**Task inputs:**

┄┄┄┄┄┄

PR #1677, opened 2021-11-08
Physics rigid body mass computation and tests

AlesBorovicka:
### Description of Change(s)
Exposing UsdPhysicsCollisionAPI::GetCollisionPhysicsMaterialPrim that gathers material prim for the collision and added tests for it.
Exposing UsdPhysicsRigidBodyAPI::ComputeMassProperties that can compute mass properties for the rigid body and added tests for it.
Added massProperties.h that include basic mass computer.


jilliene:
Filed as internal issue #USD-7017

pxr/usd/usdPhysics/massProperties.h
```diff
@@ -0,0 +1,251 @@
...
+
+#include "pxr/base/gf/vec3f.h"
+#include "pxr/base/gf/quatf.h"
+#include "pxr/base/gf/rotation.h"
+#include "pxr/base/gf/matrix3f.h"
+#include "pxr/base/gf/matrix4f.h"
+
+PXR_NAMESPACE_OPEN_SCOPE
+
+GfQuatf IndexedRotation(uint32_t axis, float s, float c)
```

┄┄┄┄┄┄

**Task goal:** Which lines above hold the string "Exposing"? Copy every one of them.

**Result of the task:**
Exposing UsdPhysicsCollisionAPI::GetCollisionPhysicsMaterialPrim that gathers material prim for the collision and added tests for it.
Exposing UsdPhysicsRigidBodyAPI::ComputeMassProperties that can compute mass properties for the rigid body and added tests for it.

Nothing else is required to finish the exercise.